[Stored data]
§

PR #628, opened 2020-07-29
hgvs_transcript and hgvs_protein now clean up post-shifting

aparton:
Related to https://github.com/Ensembl/ensembl-vep/issues/812

hgvs_transcript and hgvs_protein were shifting HGVS by default, yet not correctly tidying up the new shifted values for subsequence plugin use


modules/t/variation_effect.t
```diff
@@ -1526,6 +1526,27 @@ my $tv_cosmic = Bio::EnsEMBL::Variation::TranscriptVariation->new(
...
+my $tv_clean = Bio::EnsEMBL::Variation::TranscriptVariation->new(
+    -variation_feature  => $vf_clean,
+    -transcript         => $transcript,
+);
+my $tva = $tv->get_all_alternate_BaseVariationFeatureOverlapAlleles();
+
+my $pre_sequence = $tva->[0]->variation_feature_seq;
+$tv->hgvs_transcript();
+my $post_sequence = $tva->[0]->variation_feature_seq;
+is($pre_sequence, $post_sequence, 'hgvs_transcript cleans up variation_feature_seq');
```
at7, line 1548: pre_sequence and post_sequence are the same even without your code update in TranscriptVariationAllele. I would like to see a test case where post_sequence would be different without your code change.

at7:
The cleanup doesn't work and the shift_hash is still being used when the plugins are run. I cannot follow the logic of shift_hash and only have an example where using the hgvs option but without any additional shift parameters is causing different outputs for the Downstream plugin. See my files in PANDA/anja/vep_plugin_issue_342:
--run_vep.sh and results test_small_out.vep
--run_vep_with_hgvs.sh and results test_small_out_with_hgvs.vep
It seems like that the TranscriptVariationAllele::codon sub is still having access to shift_hash.

at7:
Hi @aparton 
I tested this branch with the VEP plugins issue and it now returns the expected results in the Downstream plugin when using the --hgvs option. But could you please check this PR for the reason of the failed test?

diegomscoelho:
Hi @likhitha-surapaneni, I've only notice this PR after opening my fix. It looks like it's simpler to avoid differences in `variation_feature_seq`. Alterations in my PR https://github.com/Ensembl/ensembl-variation/pull/814.

diegomscoelho:
Hi @likhitha-surapaneni, I've only notice this PR after opening my fix. It looks like it's simpler to avoid differences in `variation_feature_seq`. Alterations in my PR https://github.com/Ensembl/ensembl-variation/pull/814.

PR #631, opened 2020-08-10
update gerp file location for 102

at7:
gerp files haven't changed for 102. I only updated the name of the release folder. I also added the gerp file for sheep rambouillet.


ima23:
merged to `master` and `release/102`

PR #632, opened 2020-08-13
add new sheep to dump script - e102

ima23:


at7:
merged into master and release/102

PR #645, opened 2020-09-24
SV import updates

dglemos:
Add source data_types (ENSVAR-3412)
Fix phenotypes with a comma in the description to avoid being split into two different phenotypes.

### DIFF
--- a/scripts/import/import_all_sv_data.pl
+++ b/scripts/import/import_all_sv_data.pl
@@ -1533,19 +1533,18 @@ sub parse_9th_col {
     
     # Phenotype
     if ($key eq 'phenotype') {
-      # The input is a string of multiple phenotypes separated by comma
-      # However, some phenotypes contain a comma in the description
+      # The input is a string of multiple phenotypes separated by comma and space ', '
+      # Some phenotypes contain a comma in the description (without a space)
       # Replace the comma before splitting the multiple phenotypes
       # Example: '46,XX Testicular Disorders of Sex Development'
-      if($value =~ /46,/) {
-        $value =~ s/46,/46-/g;
-      }
 
       $value =~ s/, /__/g;
+      $value =~ s/,/---/g;
+
       foreach my $phe (split(',', $value)) {
         #Change back to comma
-        if($phe =~ /46-/) {
-          $phe =~ s/46-/46,/g;
+        if($phe =~ /---/) {
+          $phe =~ s/---/,/g;
         }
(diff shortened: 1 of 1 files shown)


scripts/import/import_all_sv_data.pl
```diff
@@ -128,18 +128,17 @@ =head1 CONTACT
 
 my %display_name = ( 'COSMIC' => 'https://cancer.sanger.ac.uk/cosmic/' );
 
-my $add             = '';
```
ima23, line 131: The reason for the `$add` was to have an easy way to do a test import on test tables without renaming manually tables in the db. It would be nice to keep this feature in. Ideally this option would be accessible from outside the script as a real option.

scripts/import/import_all_sv_data.pl
```diff
@@ -1530,8 +1532,19 @@ sub parse_9th_col {
     
     # Phenotype
     if ($key eq 'phenotype') {
+      # Some phenotypes contain a comma in the description
+      # Replace the comma before splitting by comma
```
ima23, line 1536: The comment `Replace the comma before splitting by comma` could be clearer. Can you add a note that the input is a string of multiple phenotypes separated by comma?

scripts/import/import_all_sv_data.pl
```diff
@@ -1530,8 +1532,19 @@ sub parse_9th_col {
...
+      # Example: '46,XX Testicular Disorders of Sex Development'
+      if($value =~ /46,/) {
```
ima23, line 1538: Is there a way to catch other cases, or is `46` the only expected? It might not be trivial, maybe a regex to check for a phenotype made out of numbers?

ima23 (approved):
Functionality is there and change fixes the observed issue. Just a few comments for future proofing.

scripts/import/import_all_sv_data.pl
dglemos: I'll change it to make it more clear.

scripts/import/import_all_sv_data.pl
dglemos: Until now `46,` is the only present in the file. I tried to replace all commas in the description but some phenotypes are separated by `,` and others by `, ` making the splitting more difficult.

ima23 (approved):

ima23:
merged to `release/103` and `master`

PR #650, opened 2020-10-13
Add API support for phenotype.stable_id - for e103

ima23:
ParaSite use this column in the phenotype table and getters are required.

### DIFF
--- a/modules/Bio/EnsEMBL/Variation/Phenotype.pm
+++ b/modules/Bio/EnsEMBL/Variation/Phenotype.pm
@@ -82,7 +82,7 @@ sub new {
   my $caller = shift;
   my $class  = ref($caller) || $caller;
   my $self = $class->SUPER::new(@_);
-  my ($dbID, $stable_id, $description, $name, $class_attrib) = rearrange([qw(dbID stable_id DESCRIPTION NAME CLASS_ATTRIB)], @_);
+  my ($dbID, $stable_id, $description, $name, $class_attrib) = rearrange([qw(dbID STABLE_ID DESCRIPTION NAME CLASS_ATTRIB)], @_);
 
   $class_attrib ||= ATTRIB_TRAIT; #default phenotype class type
 
--- a/modules/Bio/EnsEMBL/Variation/Phenotype.pm
+++ b/modules/Bio/EnsEMBL/Variation/Phenotype.pm
@@ -121,7 +121,7 @@ sub dbID {
 
 =head2 stable_id
 
-  Example    : $name = $obj->stable_id()
+  Example    : $stable_id = $obj->stable_id()
   Description: Getter/Setter for the stable_id
   Returntype : string
   Exceptions : none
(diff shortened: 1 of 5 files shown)


ima23:
The updated tests pass: phenotype.t and phenotypeAdaptor.t. 
The other phenotype related tests pass too.
Failed tests due to travis setup on the postreleasefix/103 branch using master branches.

modules/Bio/EnsEMBL/Variation/Phenotype.pm
```diff
@@ -82,12 +82,13 @@ sub new {
   my $caller = shift;
   my $class  = ref($caller) || $caller;
   my $self = $class->SUPER::new(@_);
-  my ($dbID, $description, $name, $class_attrib) = rearrange([qw(dbID DESCRIPTION NAME CLASS_ATTRIB)], @_);
+  my ($dbID, $stable_id, $description, $name, $class_attrib) = rearrange([qw(dbID stable_id DESCRIPTION NAME CLASS_ATTRIB)], @_);
```
aparton, line 85: I know this is mega-neurotic, but it bothers me more than it should that stable_id isn't in caps here

aparton (approved):
Looks good.

modules/Bio/EnsEMBL/Variation/Phenotype.pm
```diff
@@ -118,6 +119,23 @@ sub dbID {
   return $self->{'dbID'};
 }
 
+=head2 stable_id
+
+  Example    : $name = $obj->stable_id()
```
helensch, line 124: Suggest using $stable_id = $obj->stable_id() to avoid confusion with method name example
 $name = $obj->name()

modules/t/phenotypeAdaptor.t
```diff
@@ -57,12 +59,13 @@ ok($p && $p->name eq 'ACH', "fetch_by_description");
 $p->name('test');
 $p->description('test');
 delete $p->{dbID};
-
+delete $p->{stable_id};
```
helensch, line 62: Suggest:
- a test be added to test storing a stable_id
- the store test use hide/restore so that test can be running when keeping test database intact

helensch: The test phenotypeAdaptor.t cannot be re-run when keeping the test database intact due to Duplicate Entries.
Suggest using hide/restore to resolve this - either for this PR or as a separate ticket.

ima23:
Thanks @helensch for checking, the PR is ready for review again.
I have moved the added store test at the end with hide/store.
Had a look and tested how to make the `phenotypeAdaptor.t` run with keeping test db intact but it seems not straight forward as it's legacy test code that requires refactoring. Have added this test to the jira ticket ENSVAR-3116.

helensch (approved):

helensch:
Merged into master and release/103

§

Extract all lines from the data in which "this" is found.

● Answer section:
I tested this branch with the VEP plugins issue and it now returns the expected results in the Downstream plugin when using the --hgvs option. But could you please check this PR for the reason of the failed test?
Hi @likhitha-surapaneni, I've only notice this PR after opening my fix. It looks like it's simpler to avoid differences in `variation_feature_seq`. Alterations in my PR https://github.com/Ensembl/ensembl-variation/pull/814.
Hi @likhitha-surapaneni, I've only notice this PR after opening my fix. It looks like it's simpler to avoid differences in `variation_feature_seq`. Alterations in my PR https://github.com/Ensembl/ensembl-variation/pull/814.
ima23, line 131: The reason for the `$add` was to have an easy way to do a test import on test tables without renaming manually tables in the db. It would be nice to keep this feature in. Ideally this option would be accessible from outside the script as a real option.
ParaSite use this column in the phenotype table and getters are required.
aparton, line 85: I know this is mega-neurotic, but it bothers me more than it should that stable_id isn't in caps here
Suggest using hide/restore to resolve this - either for this PR or as a separate ticket.
Had a look and tested how to make the `phenotypeAdaptor.t` run with keeping test db intact but it seems not straight forward as it's legacy test code that requires refactoring. Have added this test to the jira ticket ENSVAR-3116.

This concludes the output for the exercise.